- TASK DATA
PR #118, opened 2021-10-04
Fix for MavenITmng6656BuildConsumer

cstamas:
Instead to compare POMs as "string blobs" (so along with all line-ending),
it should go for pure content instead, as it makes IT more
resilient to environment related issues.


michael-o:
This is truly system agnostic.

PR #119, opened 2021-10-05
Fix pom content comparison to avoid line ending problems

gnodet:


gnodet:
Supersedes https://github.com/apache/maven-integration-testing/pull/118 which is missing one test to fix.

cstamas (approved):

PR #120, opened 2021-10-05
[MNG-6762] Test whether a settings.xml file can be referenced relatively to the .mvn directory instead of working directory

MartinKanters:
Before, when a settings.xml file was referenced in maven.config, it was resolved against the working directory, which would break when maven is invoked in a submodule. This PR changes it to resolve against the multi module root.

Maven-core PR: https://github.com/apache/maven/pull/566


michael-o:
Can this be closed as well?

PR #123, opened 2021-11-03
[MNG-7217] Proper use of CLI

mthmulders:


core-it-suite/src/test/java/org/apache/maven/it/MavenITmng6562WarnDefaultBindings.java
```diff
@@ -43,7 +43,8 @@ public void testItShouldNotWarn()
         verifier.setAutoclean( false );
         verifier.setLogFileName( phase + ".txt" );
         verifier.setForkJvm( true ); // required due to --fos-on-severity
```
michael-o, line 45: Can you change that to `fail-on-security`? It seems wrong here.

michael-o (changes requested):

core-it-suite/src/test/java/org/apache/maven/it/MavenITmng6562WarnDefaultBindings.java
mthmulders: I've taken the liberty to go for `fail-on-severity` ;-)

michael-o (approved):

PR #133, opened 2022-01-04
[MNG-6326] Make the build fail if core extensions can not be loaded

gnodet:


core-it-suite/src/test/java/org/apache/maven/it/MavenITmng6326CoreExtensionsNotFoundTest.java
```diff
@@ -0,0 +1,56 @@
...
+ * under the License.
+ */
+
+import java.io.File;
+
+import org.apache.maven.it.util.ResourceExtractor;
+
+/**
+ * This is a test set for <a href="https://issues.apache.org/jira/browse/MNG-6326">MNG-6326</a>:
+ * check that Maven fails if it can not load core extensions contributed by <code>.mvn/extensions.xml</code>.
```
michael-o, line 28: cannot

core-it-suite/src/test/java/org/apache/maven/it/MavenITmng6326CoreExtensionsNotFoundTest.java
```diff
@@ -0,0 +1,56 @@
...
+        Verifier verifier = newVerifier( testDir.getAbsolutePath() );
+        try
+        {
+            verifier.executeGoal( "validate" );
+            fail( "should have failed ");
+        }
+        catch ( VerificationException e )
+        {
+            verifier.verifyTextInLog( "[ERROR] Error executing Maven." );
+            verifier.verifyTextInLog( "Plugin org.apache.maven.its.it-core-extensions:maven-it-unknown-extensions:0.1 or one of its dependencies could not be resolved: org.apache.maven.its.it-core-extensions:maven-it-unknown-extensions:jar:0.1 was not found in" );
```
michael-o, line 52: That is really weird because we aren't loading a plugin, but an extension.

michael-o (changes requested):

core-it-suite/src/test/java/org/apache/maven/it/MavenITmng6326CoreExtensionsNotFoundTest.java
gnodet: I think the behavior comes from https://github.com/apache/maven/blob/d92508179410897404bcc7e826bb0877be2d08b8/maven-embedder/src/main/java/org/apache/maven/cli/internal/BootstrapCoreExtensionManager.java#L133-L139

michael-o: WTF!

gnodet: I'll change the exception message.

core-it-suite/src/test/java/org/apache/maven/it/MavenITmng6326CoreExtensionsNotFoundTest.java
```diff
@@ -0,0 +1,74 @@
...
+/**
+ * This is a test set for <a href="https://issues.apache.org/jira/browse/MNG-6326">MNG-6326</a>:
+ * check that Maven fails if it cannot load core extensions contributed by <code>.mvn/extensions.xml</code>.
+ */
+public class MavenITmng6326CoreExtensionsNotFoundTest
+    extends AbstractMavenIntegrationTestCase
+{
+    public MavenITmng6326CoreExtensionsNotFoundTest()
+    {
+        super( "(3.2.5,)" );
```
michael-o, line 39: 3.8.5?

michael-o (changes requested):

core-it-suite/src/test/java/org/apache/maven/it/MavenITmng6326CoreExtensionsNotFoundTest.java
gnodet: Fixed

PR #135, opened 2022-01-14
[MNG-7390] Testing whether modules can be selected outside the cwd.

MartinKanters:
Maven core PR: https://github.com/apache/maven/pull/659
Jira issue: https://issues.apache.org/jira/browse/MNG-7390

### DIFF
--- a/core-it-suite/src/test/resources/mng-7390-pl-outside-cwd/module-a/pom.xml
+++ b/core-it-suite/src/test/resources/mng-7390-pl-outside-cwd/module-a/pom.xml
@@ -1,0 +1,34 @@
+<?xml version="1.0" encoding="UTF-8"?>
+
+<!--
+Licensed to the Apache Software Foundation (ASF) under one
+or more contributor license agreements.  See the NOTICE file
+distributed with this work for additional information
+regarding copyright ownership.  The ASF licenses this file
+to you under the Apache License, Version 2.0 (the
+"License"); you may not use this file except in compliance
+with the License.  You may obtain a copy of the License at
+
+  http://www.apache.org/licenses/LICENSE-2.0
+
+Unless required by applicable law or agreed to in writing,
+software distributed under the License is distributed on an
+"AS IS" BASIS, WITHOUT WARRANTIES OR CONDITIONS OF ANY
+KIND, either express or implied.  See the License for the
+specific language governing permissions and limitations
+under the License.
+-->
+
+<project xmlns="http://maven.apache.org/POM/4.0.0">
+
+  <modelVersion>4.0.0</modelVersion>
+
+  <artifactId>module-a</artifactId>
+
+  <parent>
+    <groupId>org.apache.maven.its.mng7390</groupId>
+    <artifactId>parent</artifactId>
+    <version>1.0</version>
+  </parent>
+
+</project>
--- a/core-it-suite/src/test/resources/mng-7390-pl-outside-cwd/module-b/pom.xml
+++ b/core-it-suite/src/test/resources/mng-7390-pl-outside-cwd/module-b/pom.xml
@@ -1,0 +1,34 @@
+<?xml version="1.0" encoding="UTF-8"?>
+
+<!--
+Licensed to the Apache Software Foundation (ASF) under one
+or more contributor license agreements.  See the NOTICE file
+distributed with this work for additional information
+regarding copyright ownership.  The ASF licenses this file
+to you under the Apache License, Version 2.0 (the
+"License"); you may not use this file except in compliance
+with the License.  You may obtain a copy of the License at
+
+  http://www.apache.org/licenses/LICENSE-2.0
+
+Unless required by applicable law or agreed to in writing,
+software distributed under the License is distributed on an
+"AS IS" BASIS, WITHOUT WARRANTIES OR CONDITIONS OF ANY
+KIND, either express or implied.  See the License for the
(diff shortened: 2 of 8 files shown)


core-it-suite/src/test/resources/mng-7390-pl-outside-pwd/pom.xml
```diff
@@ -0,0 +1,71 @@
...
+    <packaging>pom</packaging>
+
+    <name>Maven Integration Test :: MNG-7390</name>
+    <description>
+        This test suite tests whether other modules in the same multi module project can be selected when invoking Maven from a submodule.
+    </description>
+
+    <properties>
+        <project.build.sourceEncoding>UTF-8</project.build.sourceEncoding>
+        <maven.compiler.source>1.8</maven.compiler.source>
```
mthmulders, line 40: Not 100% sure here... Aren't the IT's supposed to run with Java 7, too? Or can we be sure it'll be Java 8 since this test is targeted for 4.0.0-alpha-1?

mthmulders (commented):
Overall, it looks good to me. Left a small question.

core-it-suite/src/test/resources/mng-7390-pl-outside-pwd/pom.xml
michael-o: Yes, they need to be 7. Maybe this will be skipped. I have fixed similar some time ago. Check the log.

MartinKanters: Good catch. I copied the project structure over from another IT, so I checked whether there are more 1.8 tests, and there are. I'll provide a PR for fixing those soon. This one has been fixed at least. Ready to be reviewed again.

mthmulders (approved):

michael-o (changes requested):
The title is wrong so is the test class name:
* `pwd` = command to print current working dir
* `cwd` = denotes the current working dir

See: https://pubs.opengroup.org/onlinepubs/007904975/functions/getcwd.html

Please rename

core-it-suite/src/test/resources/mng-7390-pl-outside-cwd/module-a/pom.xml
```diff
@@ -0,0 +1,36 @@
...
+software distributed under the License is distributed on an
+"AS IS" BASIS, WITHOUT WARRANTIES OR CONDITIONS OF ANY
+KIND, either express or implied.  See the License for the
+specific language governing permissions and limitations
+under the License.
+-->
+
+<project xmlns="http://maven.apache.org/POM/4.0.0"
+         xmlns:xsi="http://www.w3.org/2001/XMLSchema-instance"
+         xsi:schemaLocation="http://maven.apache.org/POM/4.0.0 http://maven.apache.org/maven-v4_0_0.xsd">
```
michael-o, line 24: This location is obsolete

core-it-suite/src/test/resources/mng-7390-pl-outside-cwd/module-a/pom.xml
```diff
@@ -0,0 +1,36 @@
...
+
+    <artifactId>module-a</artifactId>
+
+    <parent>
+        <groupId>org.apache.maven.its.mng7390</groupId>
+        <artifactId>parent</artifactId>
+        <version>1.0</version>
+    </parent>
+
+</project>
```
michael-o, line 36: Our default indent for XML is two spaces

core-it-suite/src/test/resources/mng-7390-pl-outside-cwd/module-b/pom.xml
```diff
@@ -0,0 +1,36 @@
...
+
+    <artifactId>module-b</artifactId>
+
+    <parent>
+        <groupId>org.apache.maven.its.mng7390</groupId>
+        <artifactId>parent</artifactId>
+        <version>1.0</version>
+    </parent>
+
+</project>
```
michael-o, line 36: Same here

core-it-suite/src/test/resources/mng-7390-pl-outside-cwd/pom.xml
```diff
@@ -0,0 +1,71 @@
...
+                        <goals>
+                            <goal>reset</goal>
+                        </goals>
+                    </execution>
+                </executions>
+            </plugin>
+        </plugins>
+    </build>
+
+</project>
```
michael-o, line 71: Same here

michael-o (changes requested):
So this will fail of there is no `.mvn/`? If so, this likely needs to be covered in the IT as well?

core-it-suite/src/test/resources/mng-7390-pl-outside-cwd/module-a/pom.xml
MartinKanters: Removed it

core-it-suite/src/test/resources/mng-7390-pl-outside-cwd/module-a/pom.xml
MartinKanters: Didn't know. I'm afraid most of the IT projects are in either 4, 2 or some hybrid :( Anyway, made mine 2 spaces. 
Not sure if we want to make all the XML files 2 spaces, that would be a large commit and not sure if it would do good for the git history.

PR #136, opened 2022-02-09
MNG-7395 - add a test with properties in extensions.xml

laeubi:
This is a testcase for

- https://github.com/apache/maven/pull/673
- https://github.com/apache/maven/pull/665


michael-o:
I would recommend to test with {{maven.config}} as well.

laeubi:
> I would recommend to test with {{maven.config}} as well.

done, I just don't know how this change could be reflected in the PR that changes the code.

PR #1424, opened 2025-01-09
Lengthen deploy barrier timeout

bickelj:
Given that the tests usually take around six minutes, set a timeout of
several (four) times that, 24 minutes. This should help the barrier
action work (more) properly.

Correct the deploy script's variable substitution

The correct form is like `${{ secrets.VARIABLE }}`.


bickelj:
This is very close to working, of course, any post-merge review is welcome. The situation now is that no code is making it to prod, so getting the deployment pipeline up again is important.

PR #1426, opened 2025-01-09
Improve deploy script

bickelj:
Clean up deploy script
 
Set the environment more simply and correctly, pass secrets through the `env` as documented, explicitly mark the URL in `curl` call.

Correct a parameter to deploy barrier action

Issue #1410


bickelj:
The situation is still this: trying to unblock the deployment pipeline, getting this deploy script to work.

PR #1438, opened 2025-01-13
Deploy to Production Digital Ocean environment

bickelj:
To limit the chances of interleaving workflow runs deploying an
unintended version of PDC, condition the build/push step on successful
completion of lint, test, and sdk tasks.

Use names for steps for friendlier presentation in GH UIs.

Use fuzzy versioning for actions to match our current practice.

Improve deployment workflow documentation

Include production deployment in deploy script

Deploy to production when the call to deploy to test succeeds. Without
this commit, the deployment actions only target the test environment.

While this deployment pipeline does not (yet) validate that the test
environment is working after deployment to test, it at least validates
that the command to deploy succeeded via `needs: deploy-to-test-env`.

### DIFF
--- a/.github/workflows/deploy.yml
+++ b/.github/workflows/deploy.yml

--

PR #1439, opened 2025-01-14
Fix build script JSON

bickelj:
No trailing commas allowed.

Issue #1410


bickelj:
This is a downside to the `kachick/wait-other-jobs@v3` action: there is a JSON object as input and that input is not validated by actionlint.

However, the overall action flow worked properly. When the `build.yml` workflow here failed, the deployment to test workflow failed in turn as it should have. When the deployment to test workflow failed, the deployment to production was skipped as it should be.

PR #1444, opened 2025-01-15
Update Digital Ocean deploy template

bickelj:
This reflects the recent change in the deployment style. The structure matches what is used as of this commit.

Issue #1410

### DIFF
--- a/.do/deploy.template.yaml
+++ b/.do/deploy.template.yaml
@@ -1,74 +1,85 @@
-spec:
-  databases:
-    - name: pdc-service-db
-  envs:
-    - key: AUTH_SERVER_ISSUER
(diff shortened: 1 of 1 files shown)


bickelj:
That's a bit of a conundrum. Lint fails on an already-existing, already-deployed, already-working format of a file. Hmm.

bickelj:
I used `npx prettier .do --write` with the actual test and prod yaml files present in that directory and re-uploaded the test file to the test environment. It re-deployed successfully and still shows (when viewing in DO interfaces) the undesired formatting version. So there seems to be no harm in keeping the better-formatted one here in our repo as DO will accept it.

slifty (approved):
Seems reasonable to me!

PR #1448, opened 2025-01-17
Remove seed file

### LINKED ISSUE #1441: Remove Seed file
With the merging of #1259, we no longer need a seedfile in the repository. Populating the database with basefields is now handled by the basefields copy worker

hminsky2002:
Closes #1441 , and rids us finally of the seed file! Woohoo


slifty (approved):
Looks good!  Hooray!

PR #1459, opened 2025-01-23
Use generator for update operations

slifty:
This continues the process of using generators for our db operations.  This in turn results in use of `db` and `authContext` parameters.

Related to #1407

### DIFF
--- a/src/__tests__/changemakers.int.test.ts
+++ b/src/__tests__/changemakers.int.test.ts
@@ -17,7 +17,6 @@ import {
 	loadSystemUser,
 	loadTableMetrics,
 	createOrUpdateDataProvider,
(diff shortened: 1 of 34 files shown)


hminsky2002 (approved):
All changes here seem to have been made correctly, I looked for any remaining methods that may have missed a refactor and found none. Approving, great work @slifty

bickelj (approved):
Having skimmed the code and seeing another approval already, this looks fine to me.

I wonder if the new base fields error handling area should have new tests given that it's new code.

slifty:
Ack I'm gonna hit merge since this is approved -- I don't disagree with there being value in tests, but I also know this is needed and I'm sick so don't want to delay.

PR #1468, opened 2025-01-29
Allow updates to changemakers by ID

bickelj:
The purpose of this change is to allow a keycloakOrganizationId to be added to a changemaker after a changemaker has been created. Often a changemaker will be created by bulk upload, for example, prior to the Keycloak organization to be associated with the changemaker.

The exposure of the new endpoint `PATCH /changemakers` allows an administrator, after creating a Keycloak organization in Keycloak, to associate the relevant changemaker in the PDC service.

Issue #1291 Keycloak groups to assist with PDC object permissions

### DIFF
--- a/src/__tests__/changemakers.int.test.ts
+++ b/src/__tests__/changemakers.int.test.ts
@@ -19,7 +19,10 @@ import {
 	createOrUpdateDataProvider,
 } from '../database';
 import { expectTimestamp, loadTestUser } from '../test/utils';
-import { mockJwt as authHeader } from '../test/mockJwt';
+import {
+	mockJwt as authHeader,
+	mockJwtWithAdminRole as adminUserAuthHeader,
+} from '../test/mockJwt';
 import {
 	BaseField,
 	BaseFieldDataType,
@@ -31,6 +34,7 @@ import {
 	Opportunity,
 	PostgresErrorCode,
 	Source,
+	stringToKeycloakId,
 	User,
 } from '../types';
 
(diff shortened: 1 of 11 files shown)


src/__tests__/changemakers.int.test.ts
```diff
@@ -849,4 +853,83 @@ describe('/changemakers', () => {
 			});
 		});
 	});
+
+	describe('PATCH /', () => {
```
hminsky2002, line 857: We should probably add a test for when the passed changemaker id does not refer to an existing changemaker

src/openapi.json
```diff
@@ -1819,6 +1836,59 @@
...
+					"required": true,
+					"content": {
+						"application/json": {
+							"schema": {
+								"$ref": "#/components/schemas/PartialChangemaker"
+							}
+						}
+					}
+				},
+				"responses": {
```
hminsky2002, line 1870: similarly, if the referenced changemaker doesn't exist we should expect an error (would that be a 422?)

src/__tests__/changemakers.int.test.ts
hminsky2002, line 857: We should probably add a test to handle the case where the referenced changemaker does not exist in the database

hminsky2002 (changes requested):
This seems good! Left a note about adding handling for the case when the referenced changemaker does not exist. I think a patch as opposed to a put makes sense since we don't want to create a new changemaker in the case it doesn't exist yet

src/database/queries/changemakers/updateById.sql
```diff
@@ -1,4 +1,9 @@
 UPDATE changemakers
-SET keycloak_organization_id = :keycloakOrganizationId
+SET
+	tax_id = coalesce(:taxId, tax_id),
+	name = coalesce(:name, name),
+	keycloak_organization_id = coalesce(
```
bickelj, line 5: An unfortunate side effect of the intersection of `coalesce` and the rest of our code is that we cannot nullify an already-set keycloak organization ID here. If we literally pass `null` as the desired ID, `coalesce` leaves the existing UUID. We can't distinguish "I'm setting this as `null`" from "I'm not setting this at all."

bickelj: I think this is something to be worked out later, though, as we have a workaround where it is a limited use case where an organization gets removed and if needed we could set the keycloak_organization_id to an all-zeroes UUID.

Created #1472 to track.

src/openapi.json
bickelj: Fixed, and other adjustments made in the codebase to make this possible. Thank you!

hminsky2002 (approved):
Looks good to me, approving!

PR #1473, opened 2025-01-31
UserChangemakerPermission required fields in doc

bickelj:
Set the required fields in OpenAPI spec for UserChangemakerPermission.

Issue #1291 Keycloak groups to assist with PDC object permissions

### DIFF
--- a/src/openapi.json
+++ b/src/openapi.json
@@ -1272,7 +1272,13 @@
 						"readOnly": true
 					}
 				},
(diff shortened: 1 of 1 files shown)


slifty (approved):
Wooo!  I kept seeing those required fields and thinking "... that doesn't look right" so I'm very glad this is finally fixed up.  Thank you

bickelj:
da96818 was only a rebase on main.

- PROBLEM DESCRIPTION
Of the lines above, output exactly those from the line bearing "Not sure if we" through the line bearing "Clean up deploy script", inclusive.

- TASK RESULT
Not sure if we want to make all the XML files 2 spaces, that would be a large commit and not sure if it would do good for the git history.

PR #136, opened 2022-02-09
MNG-7395 - add a test with properties in extensions.xml

laeubi:
This is a testcase for

- https://github.com/apache/maven/pull/673
- https://github.com/apache/maven/pull/665


michael-o:
I would recommend to test with {{maven.config}} as well.

laeubi:
> I would recommend to test with {{maven.config}} as well.

done, I just don't know how this change could be reflected in the PR that changes the code.

PR #1424, opened 2025-01-09
Lengthen deploy barrier timeout

bickelj:
Given that the tests usually take around six minutes, set a timeout of
several (four) times that, 24 minutes. This should help the barrier
action work (more) properly.

Correct the deploy script's variable substitution

The correct form is like `${{ secrets.VARIABLE }}`.


bickelj:
This is very close to working, of course, any post-merge review is welcome. The situation now is that no code is making it to prod, so getting the deployment pipeline up again is important.

PR #1426, opened 2025-01-09
Improve deploy script

bickelj:
Clean up deploy script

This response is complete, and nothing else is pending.